The good news is that the Attorney General may choose not to bring an enforcement action under the law until 6 months after adoption of the regulations, or July 1st, 2020, whichever is earlier. It is likely you will need that extra time to finalize the implementation of your new privacy processes and for raising awareness within your company to ensure your employees comply with the new practices as well.
5. What Must My Business Do With The Consumer Information?
It is worth mentioning that many of the provisions in the CCPA include complying with your consumers’ requests for their personal information. On the other hand, some provisions require your business to retain customer data you collect in specific instances. Your businesses must:
- Clearly disclose to requesting consumers the categories as well as specific pieces of personal information you have collected
- Before or at the point of data collection, you should inform consumers about the specific types of personal data to be collected as well as the purposes for which the types of personal information will be used
- You should disclose and deliver personal information (for free) as requested by your consumers. However, keep in mind that your business is not under an obligation to furnish personal data to a consumer more than two times in a twelve-month period.
- You should re-identify or else link any information that, in the usual course of business, isn’t maintained in a way that would be deemed personal information.
6. What Does My Business Have To Do To Comply With CCPA?
A consumer can ask your business to disclose all the data you have on them and who you have shared with or where it is stored and used. A consumer may also request you to delete their personal information. When a consumer makes such a request, you have 45 days to comply with the request.
It’s also worth mentioning that, similar to GDPR, CCPA provides a private right of action, which means that any resident of California can bring their own legal action against your company if you have violated CCPA in regards to their personal information. Note that the law provides a fine of $750 (maximum) per incident in a private right of action.
7. Are There Any Exceptions To The Law?
You should keep in mind that CCPA creates numerous exceptions. CCPA, by its terms, won’t restrict your business’s ability to do the following:
- Comply with criminal, civil, or regulatory investigations or inquiries
- Comply with state, federal, or local laws.
- Cooperate with any law enforcement agency
- Defend or exercise legal claims
- Collect, use, retain, sell, or disclose consumer information that is deidentified or in the aggregate consumer information
- Sell or collect consumer information provided every aspect of that business conduct takes place outside the state of California
We would also like to clarify that CCPA doesn’t apply where:
- Compliance with the law would violate or interfere with evidentiary privileges
- The personal information is medical information that is protected health information under the Health Insurance Portability and Accountability Act of 1996 or governed by the Confidentiality of Medical Information Act.

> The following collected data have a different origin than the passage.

Issue #362, opened 2023-03-24
XWT Plugin incompatible with latest Eclipse platform


ptziegler:
WB uses the seemingly custom Eclipse plugin org.eclipse.e4.xwt as an embedded jar. This plugin is not compatible with the latest version, given that it still uses classes such as SWTObservables, which were removed with
https://github.com/eclipse-platform/eclipse.platform.ui/commit/c44f8d77f42cbcc17a0da3daabbb16bcd8745a86

Because WB uses the compiled classes, this problem only shows up at runtime (such as the XWT tests). The options are to:

- Recompile the jar against the Eclipse and fix any dependency issues.
- Get the plugin into the Eclipse platform.

vogella:
If that is the case and nobody complained about this, I would think that the active user base of XWT and WB is very small and would suggest to retire XWT support. If someone shows up to enable XWT again, this person  could revert the removal and make XWT support work again.

@ptziegler WDYT?

lcaron:
Fine for me too !

ptziegler:
No objections from my side, either. We only use the Swing builder, so it doesn't affect us.

I only noticed it after checking the tests, because it's not even possible to open the design page of an XWT application, without running into a NoClassDefFoundError caused by a reference to the TableTree widget.

Which means that the user base is either still running an older Eclipse version or already found a way around this problem.

vogella:
> Which means that the user base is either still running an older Eclipse version or already found a way around this problem.

Or we have no users using XWT with WB. AFAIK XWT is relatively low in usuage.

@ptziegler do you want to prepare a PR for the removal of XWT?

ptziegler:
Given that it was relatively straightforward to integrate the latest XWT release, I considered better to keep supporting XWT. All the noticeable incompatibilities with recent Eclipse versions have been resolved.

![image](https://github.com/eclipse-windowbuilder/windowbuilder/assets/70652978/77af3e1b-a7d9-461d-a69a-25b5a27e742b)

merks:
I'm sure someone will be thankful, but they'll likely forget to thank you!

PR #526, opened 2023-08-04
Update XWT to 1.9.0 in replacement for the embedded jars.

ptziegler:
The embedded XWT jars have been introduced with the initial contribution and not been updated since then. These bundles are no longer compatible with recent Eclipse releases, due to references to deprecated classes, which have since been removed.
Updating to the latest release and adapting the package names seem to have been sufficient to restore the XWT editor.

Reverts c65201c28d293ac1474f8a144b1ea41b48e56aef


ptziegler:
Note that there doesn't seem to be a "nightly build" repository at https://download.eclipse.org/xwt/, which is why I've had to add the 2023-06 release to the Oomph script.
I've also added the XWT tests to the main suite. Given that they have never been executed up until now, there's a good chance a lot of them are broken. I'll probably disable those for the time being.

resolves #362

merks:
FYI, the Papyrus folks disabled the XWT contribution to SimRel. 

https://git.eclipse.org/c/simrel/org.eclipse.simrel.build.git/commit/?id=247a40021c9968b4e62149a96834c6437ad44390

 I can re-enable it, if WindowBuilder will be relying on it and I assume that will be problem free.

But please also note it's this version:

https://download.eclipse.org/xwt/release-1.9.0/

ptziegler:
> FYI, the Papyrus folks disabled the XWT contribution to SimRel.

That's a real shame :( Given that the adaptations to get XWT functional again were rather small, I'd like to keep supporting it for as long as it's feasible. Though I wouldn't want to decide over the heads of the Papyrus developers, whether XWT should be contributed or not.

But otherwise, if it's not part of the SimRel release the we'd only have to explicitly add the update site to the target platform definition. That's also what I'd prefer, personally...
Thanks for the heads up!

ptziegler:
> I will re-enable it if WindowBuilder needs it. Just please test that it works with version 1.19.0 if at all possible.
> Okay?

Sounds like a plan. I've quickly created https://github.com/ptziegler/windowbuilder/pull/14 where I build this branch against the latest XWT release.

ptziegler:
@merks The tests are green and the editor works without a problem

image

ptziegler:
I also made a slight mistake with the title: Tycho is already using the 1.9.0, so even the tests here run against the latest version.

image

merks:
Great!

ptziegler:
The test failure is unrelated to XWT and seems to be caused by the lovely "The process cannot delete X because it's currently used by another process" error on Windows... I have to dig up my laptop to figure out a good way to deal with this :/

merks:
> The test failure is unrelated to XWT and seems to be caused by the lovely "The process cannot delete X because it's currently used by another process" error on Windows... I have to dig up my laptop to figure out a good way to deal with this :/

I hate that problem!!

PR #528, opened 2023-08-05
Adjust wait time for event loop to stabilize unit test

ptziegler:
The wait time for one of the TableWrapLayoutGefTest has been increased to 10ms, in order to ensure that the internal state of the properties table has been updated by the time the component is deleted.

Given that all of those operations normally happen synchronously, this shouldn't be a problem during normal usage, but something that only happens during tests, because they also run in the UI thread and thus SWT updates are only executed when explicitly requested.

To summarize the problem: The button was deleted from the data model, but not from the table. When the table was redrawn, it tried to load the button properties from the model and failed, because nothing was found.


ptziegler:
To reproduce the issue: Just comment out the waitEventLoop() call.

PR #529, opened 2023-08-05
Remove internal usage of the SwtResourceManager

ptziegler:
Colors don't need to be explicitly disposed, meaning we can just use the normal constructor to create new instances. For system colors, Display.getSystemColor() is used. Similarly, Display.getSystemImage() is used to get system images.

The FontDescriptor is used to create bold variant of a given font. We don't create fresh Font instances, but rather re-use already existing objects. Because the lifecycle of the instances created of the FontDescriptor is bound to the lifecycle of the original font, we must not dispose them on our own.

Decorated images are created via the DecorationOverlayIcon. We use the constants in IDecoration, to specify the corner to which the decoration is added. Instances of those image descriptors are created via a local resource manager.


ptziegler:
#486

ptziegler:
I still need to remove the external usage as well. My current plan is to create a new ResourceManagerInfo object, corresponding to a local variable. So instead of calling e.g. `SWTResourceManager.getFont()` we can call `m_resourceManager.createFont()`.
This instance has to be disposed as part of calling `dispose()`.

PR #531, opened 2023-08-08
Remove obsolete Image constructor for ComponentPresentation

ptziegler:
The ComponentPresentation already uses ImageDescriptors internally, in order to store an image representation. The Image instance in this constructor is converted into an ImageDescriptor using the ImageImageDescriptor wrapper.
This constructor is only called inside the ComponentPresentationHelper, where we can directly switch to using ImageDescriptors as well, rendering this additional step obsolete.


ptziegler:
#260

PR #532, opened 2023-08-08
Set "force" flag so that test project files are in sync with file system

ptziegler:


ptziegler:
Hm... the error starts with `AcceleratorPropertyEditorTest.test_getText_0` and ends with `RcpDescriptionVersionsProviderFactoryTest.test_notRCP`. The failing tests are exactly those that are executed in between. And `test_notRCP` is the next test annotated with `DisposeProjectAfter`, which I assume is what's repairing the remaining tests.
The test just before the `AcceleratorPropertyEditorTest` is the `RcpWizardsTest`, which also calls `DisposeProjectAfter` and also the one I'm investigating regarding the timeouts. Perhaps the dispose method is not running smoothly?

PR #536, opened 2023-08-11
Fix potential memory leak by using ImageDescriptors in ImageUtils

ptziegler:
When converting an AWT image to SWT, the utility methods should return an ImageDescriptor instead of an Image. This way the calling method (i.e. our model classes) don't have to worry about disposing the image once no longer needed.


ptziegler:
#260

PR #1581, opened 2026-08-19
Build and test against MacOS

ptziegler:


ptziegler:
The MacOS test runner is running on ARM64, so none of the SWT tests will be successful. See #1622.

ptziegler:
The runner doesn't seem to register that new extensions were added and gets stuck in a busy loop. I've added a timeout so that the job will hopefully be able to finish.

ptziegler:
Then runner seems to get stuck on MacOS quite a lot. And every time, it seems to be related to the creation of a JFrame. It wouldn't surprise me if this somehow triggers a popup or something that prevents the test from continuing...

ptziegler:
As an alternative hypothesis, it might be a conflict between the SWT UI thread and the Swing event dispatcher. They are also competing on Linux, which frequently causes issues. But not to that extent.

ptziegler:
[[macos] Swing app fails when using -XstartOnFirstThread](https://bugs.openjdk.org/browse/JDK-8289573)

PR #1582, opened 2026-08-21
Update wb-mvn.target to latest Orbit versions

merks:


ptziegler (approved):
Thanks! Apologies, I let the Maven dependencies slide a little over the past months.

PR #1605, opened 2026-09-07
Restore highlight visited nodes preference

### LINKED ISSUE #1590: Restore "highlight visited nodes" preference
This feature has effectively been disabled because the corresponding lines have been commented out. My guess is because the `DesignPageSite` is in the Core component, where we don't want a dependency to JDT.

https://github.com/eclipse-windowbuilder/windowbuilder/blob/c501232eee8cf250d9ed11bb621e4ac1aa0f7b91/org.eclipse.wb.core/src/org/eclipse/wb/internal/core/editor/DesignPageSite.java#L52-L57

https://github.com/eclipse-windowbuilder/windowbuilder/blob/c501232eee8cf250d9ed11bb621e4ac1aa0f7b91/org.eclipse.wb.core.java/src/org/eclipse/wb/core/model/JavaInfo.java#L1213-L1216

https://github.com/eclipse-windowbuilder/windowbuilder/blob/c501232eee8cf250d9ed11bb621e4ac1aa0f7b91/org.eclipse.wb.core.java/src/org/eclipse/wb/internal/core/editor/DesignPage.java#L564-L568

PrakarshSrivastav:
The highlight visited lines preference was disabled because the wiring between JavaInfo and the editor was commented out. It had been cut because DesignPageSite lives in org.eclipse.wb.core, which must not depend on JDT, while the visited nodes were represented as org.eclipse.jdt.core.dom.ASTNode.

Convert the visited ASTNodes to plain line numbers in JavaInfo before handing them to the site, using the existing AstEditor.getLineNumber helper. This keeps org.eclipse.wb.core free of JDT types while restoring the call chain from JavaInfo through DesignPageSite and DesignPage down to DesignerEditor and VisitedLinesHighlighter, which already knew how to paint the highlighted lines.

Fixes eclipse-windowbuilder/windowbuilder#1590

### DIFF
--- a/org.eclipse.wb.core.java/src/org/eclipse/wb/core/model/JavaInfo.java
+++ b/org.eclipse.wb.core.java/src/org/eclipse/wb/core/model/JavaInfo.java
@@ -92,11 +92,13 @@ import org.apache.commons.lang3.StringUtils;
 import java.util.ArrayList;
 import java.util.Collections;
 import java.util.HashMap;
+import java.util.HashSet;
 import java.util.Iterator;
 import java.util.LinkedList;
 import java.util.List;
 import java.util.Map;
 import java.util.Map.Entry;
+import java.util.Set;
 
 /**
  * Abstract model for any Java-based model object. It has some presentation in AST.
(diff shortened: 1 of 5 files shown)


org.eclipse.wb.core/src/org/eclipse/wb/core/editor/IDesignPageSite.java
```diff
@@ -45,6 +47,11 @@ public interface IDesignPageSite {
 	 */
 	void handleException(Throwable e);
 
+	/**
+	 * Highlight in editor the given lines, which were visited while evaluating the components.
+	 */
+	void highlightVisitedLines(Collection<Integer> lines);
+
```
ptziegler: This interface is API, so adding a new method breaks binary compatibility. I don't think it would be that big of a deal, but I'd like to avoid it if possible. As far as I can tell, it's not needed here, so I would just keep the method in `DesignPageSite`.

ptziegler (commented):
I like the idea of using the visited lines as method parameter, rather than the AST nodes. That makes things a lot more flexible!

ptziegler (approved):
Looking good. Many thanks for working on this!

PR #1624, opened 2026-09-18
[GEF] Extend CreationTool directly

ptziegler:


ptziegler:
https://github.com/eclipse-windowbuilder/windowbuilder/issues/1625

PR #90, opened 2020-09-05
Warm start for ensembles

inventormc:
Add functionality to warm start ensembles estimators in sklearn. This relies on incrementing `n_estimators` one at a time to get the effect of fitting one estimator at a time in the ensemble. This unfortunately means the user can't cross validate the `n_estimators` parameter if they choose to early stop.

### DIFF
--- a/tune_sklearn/_trainable.py
+++ b/tune_sklearn/_trainable.py
@@ -13,8 +13,9 @@ import ray.cloudpickle as cpickle
 import warnings
 
 from tune_sklearn._detect_xgboost import is_xgboost_model
-from tune_sklearn.utils import (check_warm_start_iter, check_warm_start_ensemble,
-                                check_partial_fit, _aggregate_score_dicts)
+from tune_sklearn.utils import (check_warm_start_iter,
+                                check_warm_start_ensemble, check_partial_fit,
+                                _aggregate_score_dicts)
 
 
 class _Trainable(Trainable):
@@ -140,17 +141,12 @@ class _Trainable(Trainable):
         if self.early_stopping:
             for i, (train, test) in enumerate(self.cv.split(self.X, self.y)):
                 estimator = self.estimator_list[i]
-                X_train, y_train = _safe_split(estimator, self.X,
-                                               self.y, train)
+                X_train, y_train = _safe_split(estimator, self.X, self.y,
+                                               train)
                 X_test, y_test = _safe_split(
-                    estimator,
-                    self.X,
-                    self.y,
-                    test,
-                    train_indices=train)
+                    estimator, self.X, self.y, test, train_indices=train)
                 if self._can_partial_fit():
-                    estimator.partial_fit(X_train, y_train,
-                                                       np.unique(self.y))
+                    estimator.partial_fit(X_train, y_train, np.unique(self.y))
                 elif self._is_xgb():
                     estimator.fit(
                         X_train, y_train, xgb_model=self.saved_models[i])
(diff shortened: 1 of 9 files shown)


inventormc:
Still need to add some tests and documentation

tune_sklearn/utils.py
```diff
@@ -17,6 +17,14 @@ def check_warm_start(estimator):
             and is_not_tree_subclass)
 
 
+def check_warm_start_ensemble(estimator):
+    from sklearn.ensemble import BaseEnsemble
+    is_ensemble_subclass = issubclass(type(estimator), BaseEnsemble)
+
```
richardliaw, line 23: should you update the above? `check_warm_start` can probably return True if is ensemble now

inventormc: I chose to separate it because warm start on non-ensemble estimators means we set `max_iter=1`, but warm start on ensemble estimators means we set `n_estimators=1`. I thought it'd be easier to handle these different cases with two separate checks.

richardliaw: can you then rename the above to `can_warm_start_iter`?

tune_sklearn/_trainable.py
```diff
@@ -143,6 +152,14 @@ def _train(self):
...
                 elif self._can_warm_start():
                     self.estimator_list[i].fit(X_train, y_train)
+                elif self._can_warm_start_ensemble():
+                    # User will not be able to fine tune the n_estimators
+                    # parameter using ensemble early stopping
+                    updated_n_estimators = self.estimator_list[i].get_params(
+                    )["n_estimators"] + 1
+                    self.estimator_list[i].set_params(
+                        **{"n_estimators": updated_n_estimators})
+                    self.estimator_list[i].fit(X_train, y_train)
```
richardliaw, line 162: nit: rename `estimator = self.estimator_list[i]`

tune_sklearn/_trainable.py
```diff
@@ -92,6 +97,10 @@ def _setup(self, config):
                 self.estimator_config["warm_start"] = True
                 self.estimator_config["max_iter"] = 1
 
+            if not self._can_partial_fit() and self._can_warm_start_ensemble():
+                self.estimator_config["warm_start"] = True
+                self.estimator_config["n_estimators"] = 0
```
richardliaw, line 102: Add a comment about implementation?

tune_sklearn/tune_basesearch.py
```diff
@@ -405,6 +405,10 @@ def _fit(self, X, y=None, groups=None, **fit_params):
                 mode="max",
                 scope="last")
             self.best_params = self._clean_config_dict(best_config)
+            if not check_partial_fit(
```
richardliaw, line 408: BTW, I think we should actually log something here. I think this behavior is somewhat of a "surprise", so being upfront that this methodology is being leveraged would be nice to mention.

tune_sklearn/tune_basesearch.py
```diff
@@ -405,6 +406,14 @@ def _fit(self, X, y=None, groups=None, **fit_params):
...
+                    self.estimator) and check_warm_start_ensemble(
+                        self.estimator):
+                logger.info("Warm start uses `n_estimators` to warm "
```
richardliaw, line 412:
```suggestion
                logger.info("tune-sklearn uses `n_estimators` to warm "
```

richardliaw (approved):

Yard1:
Wouldn't it be a good idea to explicitly raise an exception if the user tries to tune `n_estimators` with early stopping? I worry that warnings will be unnoticed.

richardliaw:
@yard1 Yes, that's a good idea. Let me make a quick issue.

On the basis of the above information, it is vital that your business perform suitable internal diligence in order to determine if one or more exceptions apply, and to what extent. If you do this, it will help refine both the scope and expense of implementation while solidifying your overall readiness efforts.
Although the CCPA has already been amended once, and it might go through more updates before it comes into effect, your business should start preparing now. You will have to update privacy notices, other procedures and policies, and your website before the law takes effect. We reckon that at the very least, your business must start mapping all the personal data that it collects as well as locations where such personal data is stored in order to promptly meet or respond to any request under the CCPA.
You should also work with someone who is knowledgeable about the law in order to determine how your business, clients, vendors and other third parties are defined under the CCPA, and then concentrate on the implications for your business.